Training is best on-going, throughout the dog's life. 

Establish a daily routine with structure.

Implement NILIF into daily life.

Work on self-control exercises. (How is she at waiting at doors, for example?) 30-min. down/stays every day work wonders!

How much exercise does she get daily?

What kind of mental stimulation is she provided daily?

I've had dogs do the same thing, and have successfully worked through the issues of being too dependent on me. I have a puppy right now who, 6 wks. ago, would scream and cry like she was being killed whenever I would leave the room, but, whose self-confidence is such now, that she displays none of that behavior. Due in large part through socialization efforts, exposing her to many different people, places, and things, in addition to obedience work, where communication between us was enhanced, which directly affects the well being of any dog. 

In addition, I would frequently come and go for short periods of time, always doing the same thing and using the same phrase when leaving, always doing/saying the same thing when returning, being very calm and low key. A ritual of sorts. Doesn't bat an eye now when I leave for work, much less when I leave the room.


----------



## Westhighlander (Sep 28, 2007)

Try ignoring her for the next few weeks. Let your wife do everything. See if that helps.


----------



## rambler (Dec 28, 2008)

E-collar. 

You hide out of sight. The dog starts to exhibit negative and unwanted behaviors. You zap it. You continue the zaps until it stops. Once it stops, you hold off on any additional zaps. When the dog starts in again, you hit it with the negative reinforcement again. 

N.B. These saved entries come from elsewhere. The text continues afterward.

PR #378, opened 2024-04-15
[change] Metric collection: added consent in web UI #372

### LINKED ISSUE #372: [change] Metric collection: add consent in web UI
Improvements discussed recently:

- Add the consent screen to the system info page (we'll need to make sure only superusers can see/change this), we'll keep it enabled by default
- If necessary, move metric collection to one of the existing subapps (optional)

We need to find a way to notify users the first time they access the system. We could simply use the Django message framework and produce a message the first time a super user logs in or anything equivalent.

## More notes

- We want to show an info message in the admin, but we want to show it only once, the info message will contain a link to the system info page and inform the user they can opt out
- In the system info page we can have an additional template block which shows a consent checkbox which can be turned off (opt out)
- We probably need to change the index() view of `OpenwispAdminSite`
- It's  not a problem that `admin_theme` will be slightly aware of the measurements app

pandafy:
Closes #372

#### Changes

#### Screenshots

#### Checklist

> #Closes #(issue-number)#


openwisp_utils/measurements/models.py
```diff
@@ -53,3 +54,32 @@ def log_module_version_changes(cls, current_versions):
...
+    # Disabling it is a one-time action by the superuser. Whenever a superuser
+    # disables metric collection, they are opting-out to share anymore anonymous
+    # usage metrics with the OpenWISP project.
+    user_consented = models.BooleanField(
+        default=True,
+        verbose_name=_('Allow collecting anonymous usage metrics'),
+        help_text=_(
+            'Allow OpenWISP to collect and share anonymous usage metrics to improve'
+            ' the software. Before opting-out kindly consider reading'
+            ' <a href="https://github.com/openwisp/openwisp-utils?tab=readme-ov-file'
```
nemesifier, line 82: link openwisp.io/doc

openwisp_utils/admin_theme/templates/admin/openwisp_info.html
```diff
@@ -15,4 +15,29 @@ <h2>{% trans "OS Information" %}</h2>
 <p><strong>{% trans "OS version" %}:</strong> {{ system_info.os_version }}</p>
 <p><strong>{% trans "Kernel version" %}:</strong> {{ system_info.kernel_version }}</p>
 <p><strong>{% trans "Hardware platform" %}:</strong> {{ system_info.hardware_platform }}</p>
+
+{% block metric_collect_consent %}
+    {% if metric_collection_installed %}
+    <h2>Metric collection</h2>
+        <form method="POST" id="id_metric_collection_consent_form">
+            {% csrf_token %}
+            {{ metric_consent_form }}
```
nemesifier, line 24: Please rewrite this so that we can have the input first and each line wrapped on a `<p>` element, the current output is not readable.

You probably need to add:

```
    margin-right: 8px;
    vertical-align: top;
```
To the checkbox input to make it look decent:

Screenshot from 2024-04-16 11-52-42

nemesifier (changes requested):
See my changes to the README here: https://github.com/openwisp/openwisp-utils/commit/95c8e9a592fe68f9e73a5251ade27bb8e2e882a6, please mention the possibility of removing consent from the UI there too.

openwisp_utils/admin_theme/templates/admin/openwisp_info.html
pandafy: I just used some CSS to achieve the same result. Re-writing this would require copying some code from Django which we will need to maintain over time.

nemesifier (approved):
Looks pretty good to me now after these last iterations.
I am merging, if you spot anything else that needs improvement please send a new PR.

E-collars work incredibly well when they're used properly.


----------



## trumpetjock (Dec 14, 2007)

rambler said:


> E-collar.
> 
> You hide out of sight. The dog starts to exhibit negative and unwanted behaviors. You zap it. You continue the zaps until it stops. Once it stops, you hold off on any additional zaps. When the dog starts in again, you hit it with the negative reinforcement again.
> 
> E-collars work incredibly well when they're used properly.

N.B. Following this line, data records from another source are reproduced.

PR #423, opened 2024-12-18
[ci] Added GitHub workflow to replicate commits to version branch

pandafy:
## Checklist

### DIFF
--- a/.github/workflows/version-branch.yml
+++ b/.github/workflows/version-branch.yml
@@ -1,0 +1,12 @@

I'm completely uninformed as to using e-collars.

Can I get an opinion from the credentialed trainers on here... is this the "proper" way to use one?


----------



## RBark (Sep 10, 2007)

rambler said:


> E-collar.
> 
> You hide out of sight. The dog starts to exhibit negative and unwanted behaviors. You zap it. You continue the zaps until it stops. Once it stops, you hold off on any additional zaps. When the dog starts in again, you hit it with the negative reinforcement again.
> 
> E-collars work incredibly well when they're used properly.


I'm not a trainer, but I would not take advice from someone who claims to use something properly and attempts to display knowledge of training animals while using the improper terms for it.

What you are explaining is Positive Punishment, not negative reinforcement. Negative Reinforcement is more like.. if I wanted to teach Priscilla to sit using a ecollar, I would use a continuous shock until she sits. And when her butt hits the ground, I stop the shock. This way I am strengthening (reinforcing) a behavior by stopping a negative thing. 

What you are trying to do is not reinforce a behavior as a consequence, but reduce a behavior as a consequence.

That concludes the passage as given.